> PROBLEM STATEMENT: Where a line in the entries below contains the word "gnomeontherun", it counts; give the total by itself.

___ STORED DATA ___

Issue #1458, opened 2017-09-12
Disable checkboxes in tree view


demus:
**Select one ...**  (check one with "x")
```
[ ] bug
[ ] feature request
[x ] enhancement
```

### Expected behavior

Add the ability to disable checkboxes in tree view. Currently as far as I can tell they cannot be disabled.

vivek203:
Do we have an update on this issue?

tarquinrex:
This is really needed, please can you take a look. Thanks.

typhoon1978:
Hi all, any update about this? I think it's something really needed !!!

mathisscott:
@youdz ^

youdz:
Not part of the refactor at the moment, but I believe it should be fairly straightforward to implement right after it. Since our API is now entirely based on per-node bindings, adding a `[clrSelectable]` input to nodes is quite easy, unless I missed some side-effect.

This could be good for @Jinnie to take soon after the new tree is merged in (any day now). 👍

ps37:
@youdz I will be happy to make the contribution by adding a new input to the tree node.

youdz:
That's perfect, then I suggest you check out our [coding guidelines](https://github.com/vmware/clarity/blob/master/CODING_GUIDELINES.md).

For a well-defined feature like this that shouldn't take many lines of code, you don't have to use a topic branch. Just write the feature as a single commit (including unit tests), and submit a PR against `master`. 👍

ps37:
I have a doubt regarding the use case:
-Should disabling a parent node disable all of its child nodes?

-if so, if we disable a parent node and dynamically enable it again, should all the child nodes be enabled again without honoring the disabled input set on a child node?

For example, if `dynamicBoolean` is set to `false` initially and then later set to `true`, should the child node `A-2` node get enabled or be disabled?
```
<clr-tree-node [clrSelectable]="dynamicBoolean">
    A
    <clr-tree-node>
      A-1
    </clr-tree-node>
    <clr-tree-node [clrSelectable]="false">
      A-2
      <clr-tree-node>
        A-2.1
      </clr-tree-node>
    </clr-tree-node>
  </clr-tree-node>
```

vivek203:
If a parent is disabled, all its children should be disabled too.
If all the children of a parent are disabled, the parent should be disabled as well.

In the case of dynamically changing parent/children, the local condition should be given higher priority than the parent policy.

[...]

PR #3261, opened 2019-03-29
[NG] Disable checkboxes in tree view

ps37:
Add the ability to dynamically disable selection of tree node checkboxes.

closes the issue: https://github.com/vmware/clarity/issues/1458

Signed-off-by: Prudhvi Simhadri <prudhvi.af121@gmail.com>

### DIFF
--- a/golden/clr-angular.d.ts
+++ b/golden/clr-angular.d.ts
@@ -389,6 +389,7 @@ export declare class ClrDatagridDetailHeader {
 export declare class ClrDatagridFilter<T = any> extends DatagridFilterRegistrar<T, ClrDatagridFilterInterface<T>> implements CustomFilter, OnDestroy {
     readonly active: boolean;
     anchor: ElementRef;
+    ariaExpanded: boolean;
     commonStrings: ClrCommonStringsService;
     customFilter: ClrDatagridFilterInterface<T> | RegisteredFilter<T, ClrDatagridFilterInterface<T>>;
     open: boolean;
--- a/src/clr-angular/data/datagrid/datagrid-filter.spec.ts
+++ b/src/clr-angular/data/datagrid/datagrid-filter.spec.ts
@@ -1,5 +1,5 @@
 /*
- * Copyright (c) 2016-2019 VMware, Inc. All Rights Reserved.
+ * Copyright (c) 2016-2020 VMware, Inc. All Rights Reserved.
  * This software is released under MIT license.
  * The full license information can be found in LICENSE in the root directory of this project.
  */
@@ -20,6 +20,12 @@ import { ClrPopoverEventsService } from '../../utils/popover/providers/popover-e
 
 class MockRenderer {
   listen() {}
+}
+
+function cleanPopoverDOM(component) {
+  const popoverContent = document.querySelectorAll('.clr-popover-content');
+  popoverContent.forEach(content => document.body.removeChild(content));
+  component.ngOnDestroy();
 }
 
 export default function(): void {
@@ -45,9 +51,7 @@ export default function(): void {
       });
 
       afterEach(function() {
-        const popoverContent = document.querySelectorAll('.clr-popover-content');
-        popoverContent.forEach(content => document.body.removeChild(content));
-        component.ngOnDestroy();
+        cleanPopoverDOM(component);
       });
 
       it('registers to the FiltersProvider provider', function() {
@@ -132,6 +136,34 @@ export default function(): void {
           },
         ]);
         context.testComponent.filter = filter;
+      });
+
+      afterEach(function() {
+        cleanPopoverDOM(context.clarityDirective);
+      });
+
+      it('correctly associates the popover content with the aria-controls value', function() {
+        const toggle: HTMLButtonElement = context.clarityElement.querySelector('.datagrid-filter-toggle');
+        toggle.click();
+        context.detectChanges();
+        const popover: HTMLDivElement = document.querySelector('.datagrid-filter');
+        expect(toggle.getAttribute('aria-controls')).toEqual(popover.getAttribute('id'));
+      });
+
+      it('correctly updates the aria-expanded state', function() {
+        const toggle: HTMLButtonElement = context.clarityElement.querySelector('.datagrid-filter-toggle');
+        expect(toggle.getAttribute('aria-expanded')).toBe('false');
+        toggle.click();
+        context.detectChanges();
+        expect(toggle.getAttribute('aria-expanded')).toBe('true');
+      });
+
+      it('has a button with the correct common string for datagridFilterAriaLabel', function() {
+        const toggle: HTMLButtonElement = context.clarityElement.querySelector('.datagrid-filter-toggle');
+        const commonStrings: ClrCommonStringsService = context.fixture.debugElement.injector.get(
+          ClrCommonStringsService
+        );
+        expect(toggle.getAttribute('aria-label')).toBe(commonStrings.keys.datagridFilterAriaLabel);
       });
 
       it('projects content into the dropdown', function() {
--- a/src/clr-angular/data/datagrid/datagrid-filter.ts
+++ b/src/clr-angular/data/datagrid/datagrid-filter.ts
@@ -42,6 +42,9 @@ import { isPlatformBrowser } from '@angular/common';
       <button class="datagrid-filter-toggle"
               type="button"
               #anchor
+              [attr.aria-label]="commonStrings.keys.datagridFilterAriaLabel"
+              [attr.aria-expanded]="ariaExpanded"
+              [attr.aria-controls]="popoverId"
               clrPopoverAnchor
               clrPopoverOpenCloseButton
               [class.datagrid-filter-open]="open"
@@ -66,6 +69,8 @@ import { isPlatformBrowser } from '@angular/common';
 export class ClrDatagridFilter<T = any> extends DatagridFilterRegistrar<T, ClrDatagridFilterInterface<T>>
   implements CustomFilter, OnDestroy {
   private subs: Subscription[] = [];
+  public ariaExpanded: boolean = false;
+
   constructor(
     _filters: FiltersProvider<T>,
     public commonStrings: ClrCommonStringsService,
@@ -77,6 +82,7 @@ export class ClrDatagridFilter<T = any> extends DatagridFilterRegistrar<T, ClrDa
     this.subs.push(
       smartToggleService.openChange.subscribe(change => {
         this.open = change;
+        this.ariaExpanded = change;
       })
     );
   }
--- a/src/clr-core/common/services/common-strings.default.ts
+++ b/src/clr-core/common/services/common-strings.default.ts
@@ -1,5 +1,5 @@
 /*
- * Copyright (c) 2016-2019 VMware, Inc. All Rights Reserved.
+ * Copyright (c) 2016-2020 VMware, Inc. All Rights Reserved.
  * This software is released under MIT license.
  * The full license information can be found in LICENSE in the root directory of this project.
  */
@@ -48,6 +48,7 @@ export const commonStringsDefault: ClrCommonStrings = {
   singleSelectionAriaLabel: 'Single selection header',
   singleActionableAriaLabel: 'Single actionable header',
   detailExpandableAriaLabel: 'Toggle more row content',
+  datagridFilterAriaLabel: 'Toggle column filter',
   // Alert
   alertCloseButtonAriaLabel: 'Close alert',
   // Date Picker
--- a/src/clr-core/common/services/common-strings.interface.ts
+++ b/src/clr-core/common/services/common-strings.interface.ts
@@ -1,5 +1,5 @@
 /*
- * Copyright (c) 2016-2019 VMware, Inc. All Rights Reserved.
+ * Copyright (c) 2016-2020 VMware, Inc. All Rights Reserved.
  * This software is released under MIT license.
  * The full license information can be found in LICENSE in the root directory of this project.
  */
@@ -116,6 +116,11 @@ export interface ClrCommonStrings {
    * Datagrid numeric filter: max
    */
   maxValue?: string;
+  /**
+   * Datagrid filter toggle button
+   */
+  datagridFilterAriaLabel?: string;
+
   /**
    * Modal start of content
    */


ps37:
@youdz Can you please take a look at this review?

src/clr-angular/data/tree-view/models/tree-node.model.ts
```diff
@@ -55,6 +83,23 @@ export abstract class TreeNodeModel<T> {
     this.setSelected(newState, true, propagate);
   }
 
+  // To bypass the default event handlers and programmatically set the checked' & 'indeterminate' DOM properties of input checkbox
+  checkboxToggleHandler(propagate: boolean, event: Event) {
+    this.toggleSelection(propagate);
+    // When a user triggers the click event on checkbox inputs, checkbox has toggled its state from checked to unchecked or vice versa.
+    // And that does not get over written by the conditional operations being bound to 'checked' & 'indeterminate' DOM
```
youdz: Technically, what happens is that changing the bound property from `false` to `false` doesn't actually change it so the `this.checked = false` assignment does literally nothing, and Angular simply does not update the binding since nothing apparently changed.

You can see it very clearly in this example: https://stackblitz.com/edit/prevent-checkbox-change?file=src%2Fapp%2Fapp.component.html
I think what you have is fine, but it has nothing to do with the link you posted so I'd rather you remove it.

src/clr-angular/data/tree-view/models/tree-node.model.ts
```diff
@@ -55,6 +83,23 @@ export abstract class TreeNodeModel<T> {
...
+    // properties in the HTML template. So, they are programatically being set here.
+    // I scratched my head to find this. Thanks to https://www.wearemindscape.com/blog/2012/06/12/preventing-html-checkbox-toggle-with-javascript/
+    const inputElement = event.srcElement as HTMLInputElement;
+    inputElement.checked = false;
+    inputElement.indeterminate = false;
+    if (this.selected.value === ClrSelectedState.SELECTED) {
+      inputElement.checked = true;
+    } else if (this.selected.value === ClrSelectedState.INDETERMINATE) {
+      inputElement.indeterminate = true;
+    }
```
youdz: Nitpick: these 7 lines can be simply written as
```typescript
inputElement.checked = this.selected.value === ClrSelectedState.SELECTED;
inputElement.indeterminate = this.selected.value === ClrSelectedState.INDETERMINATE;
```

src/dev/src/app/tree-view/eager-declarative-tree/eager-declarative-tree.ts
```diff
@@ -13,4 +13,25 @@ import { Component } from '@angular/core';
...
+  isNodeA1disabled: boolean = false;
+  isNodeA2disabled: boolean = false;
+  isNodeA3disabled: boolean = false;
+
+  isNodeA23disabled: boolean = false;
+
+  toggleNode(name) {
+    if (name === 'A-1') {
+      this.isNodeA1disabled = !this.isNodeA1disabled;
+    } else if (name === 'A-2') {
```
youdz: This demo is a bit too messy for my taste. We try to have our demos somewhat similar to what we expect our consumers to be doing in real-life application, and a long series of chained `else if` with hardcoded values, and corresponding manual properties with hardcoded names is just not realistic for actual applications.

I know it doesn't change much, but just making this demo a tiny bit more dynamic would go a long way for future maintenance and debugging. Thank you. 🙂

src/clr-angular/data/tree-view/models/tree-node.model.ts
```diff
@@ -30,22 +33,47 @@ export abstract class TreeNodeModel<T> {
...
 
+  setDisabled(value: boolean, propagateUp: boolean, propagateDown: boolean) {
+    if (this.disabled.value === value) {
+      return;
+    }
+    // If selection of the parent is disabled, then this node also has to be disabled
+    const disabledValue = this.parent && this.parent.disabled.value ? true : value;
+    this.disabled.next(disabledValue);
+    // Don't change the disableSelection state of the children for which the clrDisableSelection is set to true
+    if (propagateDown) {
```
youdz: I missed that one earlier, you want `if (propagateDown && this.children)`. Otherwise you get the issue you had in unit tests which is an `undefined` exception when trying to iterate over the children.

src/clr-angular/data/tree-view/tree-node.ts
```diff
@@ -144,6 +160,7 @@ export class ClrTreeNode<T> implements OnInit, OnDestroy {
       this._model.selected.pipe(filter(() => !this.skipEmitChange)).subscribe(value => this.selectedChange.emit(value))
     );
     this.subscriptions.push(this.expandService.expandChange.subscribe(value => this.expandedChange.emit(value)));
+    this.subscriptions.push(this._model.disabled.subscribe(value => this.disabledChange.emit(value)));
```
youdz: @gnomeontherun: Be careful with this, it has the same behavior as the selection that caused problems and that you very recently fixed. It's the async event emitter + the output that fires when you receive an input. I will let you handle it, I think your fix for selection should work fine here too.

src/clr-angular/data/tree-view/models/tree-node.model.spec.ts
```diff
@@ -16,7 +16,7 @@ class TestModel extends TreeNodeModel<string> {
     this.parent = parent;
   }
 
-  children: TestModel[];
+  children: TestModel[] = [];
```
youdz: Please remove this once you add the `if (this.children)` I mentioned in a previous comment. Our tree nodes are supposed to work fine with a `null` or `undefined` list of children.

src/clr-angular/data/tree-view/models/tree-node.model.spec.ts
```diff
@@ -132,5 +132,120 @@ export default function(): void {
...
+          expect(root.children[1].selected.value).toBe(ClrSelectedState.UNSELECTED);
+          root.toggleSelection(true);
+          expect(root.children[0].selected.value).toBe(ClrSelectedState.SELECTED);
+          expect(root.children[1].selected.value).toBe(ClrSelectedState.UNSELECTED);
+        });
+
+        describe('Indeterminate parent', function() {
+          beforeEach(function() {
+            // Unselected and disabeld child
+            expect(root.children[1].selected.value).toBe(ClrSelectedState.UNSELECTED);
```
youdz: I don't understand why you're using an `expect` in a `beforeEach`. You should only be doing setup work here.

src/clr-angular/data/tree-view/models/tree-node.model.ts
```diff
@@ -30,22 +33,47 @@ export abstract class TreeNodeModel<T> {
...
       this.parent._updateSelectionFromChildren();
     }
   }
 
+  setDisabled(value: boolean, propagateUp: boolean, propagateDown: boolean) {
+    if (this.disabled.value === value) {
+      return;
+    }
+    // If selection of the parent is disabled, then this node also has to be disabled
+    const disabledValue = this.parent && this.parent.disabled.value ? true : value;
```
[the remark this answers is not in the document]
ps37: hmm... We do have the ability to disable selection on each individual tree node right. So, for a use case similar to this, "a node has 100 children but you only get to pick 3 at a time at most", they would have to disable the 97 children and leave the parent and the other 3 children enabled.
Also with this, they can do a group selection/de-selection on all the enabled nodes however sparsely they might get distributed among the children.

src/clr-angular/data/tree-view/models/tree-node.model.ts
```diff
@@ -99,4 +144,21 @@ export abstract class TreeNodeModel<T> {
       this.parent._updateSelectionFromChildren();
     }
   }
+
+  private get areAllChildrenDisabled(): boolean {
+    return !this.children.find(child => !child.disabled.value);
```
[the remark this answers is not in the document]
ps37: Thank you! That code has more clarity! ;)

ps37:
@youdz I addressed your review comments. Can you please take a look?

gnomeontherun:
I'll be helping with the review since @youdz has left the team. Can you check on the issues with the build? I see some linting errors and a gemini test that is failing.

src/clr-angular/data/tree-view/models/tree-node.model.spec.ts
```diff
@@ -132,5 +132,119 @@ export default function(): void {
...
+        expect(child.disabled.value).toBe(true);
+        // Once the parent is disabled, a child cannot be enabled
+        child.children[0].setDisabled(false, false, false);
+        expect(child.children[1].disabled.value).toBe(true);
+      });
+
+      it('can propagate the disabled state to children', function() {
+        // Disabling a parent disables all the children down the tree
+        root.setDisabled(true, false, true);
+        [...root.children, ...child.children].forEach(n => expect(n.disabled.value).toBe(true));
```
gnomeontherun: I think it would be more efficient to add up children that are true and compare that against the total length of items, so we only run one `expect` check instead of N `expect`s.

src/clr-angular/data/tree-view/models/tree-node.model.ts
```diff
@@ -55,6 +83,18 @@ export abstract class TreeNodeModel<T> {
     this.setSelected(newState, true, propagate);
   }
 
+  // To bypass the default event handlers and programmatically set the checked' & 'indeterminate' DOM properties of input checkbox
+  checkboxToggleHandler(propagate: boolean, event: Event) {
```
gnomeontherun: I don't see a need for this new method instead of just adding this logic into the existing `toggleSelection` method, can you merge them so we don't have two public methods here?

src/clr-angular/data/tree-view/tree-node.spec.ts
```diff
@@ -186,6 +209,20 @@ export default function(): void {
         this.clarityDirective.expanded = false;
         expect(this.hostComponent.expanded).toBeFalse();
       });
+
```
gnomeontherun: We need another test, similar to the test above titled `offers a [(clrSelected)] two-way binding, but skips emitting output when setting input` but testing the `clrDisabled` binding skips the emit.

src/clr-angular/data/tree-view/tree-node.spec.ts
```diff
@@ -186,6 +209,20 @@ export default function(): void {
...
+      it(
+        'offers a [(clrDisabled)] two-way binding',
+        fakeAsync(function(this: Context) {
```
gnomeontherun: This is sync, don't need to wrap in `fakeAsync`. See the EventEmitter which is set to sync.

src/clr-angular/data/tree-view/tree-node.spec.ts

___

> ANSWER TO THIS PROBLEM: 6